Multi-performance fusion of classification systems

Abstract

Given two legacy exploitation systems, whose performances are known, one might wish to determine if combining these together using some rule would yield a new exploitation system with improved performance. This is the fusion process. Often there are several performance objectives one would consider in this process. We investigate the fusion process based upon multiple performances. This is related to multi-objective optimization, but is different in some aspects. In this paper we pose a multi-performance problem for combining two classifications systems and derive the multi-performance fusion theory. A classification system with M possible output labels will have M(M-1) possible errors. The Receiver Operating Characteristic (ROC) manifold was created to quantify all of these errors.

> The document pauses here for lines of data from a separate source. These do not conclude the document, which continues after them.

PR #185, opened 2020-03-04
Release 5.0.8/2.5.8

dsupure:
**Summary of changes for the Release 5.0.8/2.5.8 **

1. Rollback APIVersion from v1 to v1beta1 for PSOplugin for the PSO csi/flex operators. V1 needs a strong typing schema and we need time to bake it. 
2. Fix RoleBinding API version to "rbac.authorization.k8s.io/v1beta1" for openshift.


operator-csi-plugin/install.sh
```diff
@@ -52,12 +52,16 @@ while (("$#")); do
         ;;
     esac
 done
-
-CRDAPIVERSION="$(${KUBECTL} explain CustomResourceDefinition | grep "VERSION:" | awk '{ print $2 }')"
+# Disable CRDAPIVERSION because openshift 3.11 does not support it.
```
sdodsley: Just because OpenShift 3.11 doesn't support CRDs doesn't mean that other k8s deployments, including OpenShift 4.x don't either.
You can't just comment this out.

operator-k8s-plugin/install.sh
```diff
@@ -52,12 +52,16 @@ while (("$#")); do
         ;;
     esac
 done
-
-CRDAPIVERSION="$(${KUBECTL} explain CustomResourceDefinition | grep "VERSION:" | awk '{ print $2 }')"
+# Disable CRDAPIVERSION because openshift 3.11 does not support it.
```
sdodsley: Same as above

operator-csi-plugin/install.sh
dsupure: We don't use this `CRDAPIVERSION` variable even in the k8s deployments today.
The previous PR already take it out: https://github.com/purestorage/helm-charts/commit/ac469f57f7b043dce8e824975a0847ab58da060d. The reason I comment this out is we are working on a new internal CI/CD release test pipeline and 
``` bash
oc explain CustomResourceDefinition
``` 
will return an error code. Let me remove it since we don't use it anywhere.

sdodsley: OK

The assumption of independence is usually made to simply the mathematics of combining the individual systems into one system. Boolean rules do not exist for multiple symbols, thus, Boolean-like rules were created that would yield label fusion rules. An M-label system will have M! consistent rules. The formula for the resultant ROC manifold of the fused classification systems which incorporates the individual classification systems previously was derived. For the multi-performance problem we show how the set of permutations of the label set is used to generate all of the consistent rules and how the permutation matrix is incorporated into a single formula for the ROC manifold. Examples will be given that demonstrate how the solution to the multi-performance fusion problem relates to the solution of the single performance fusion problem.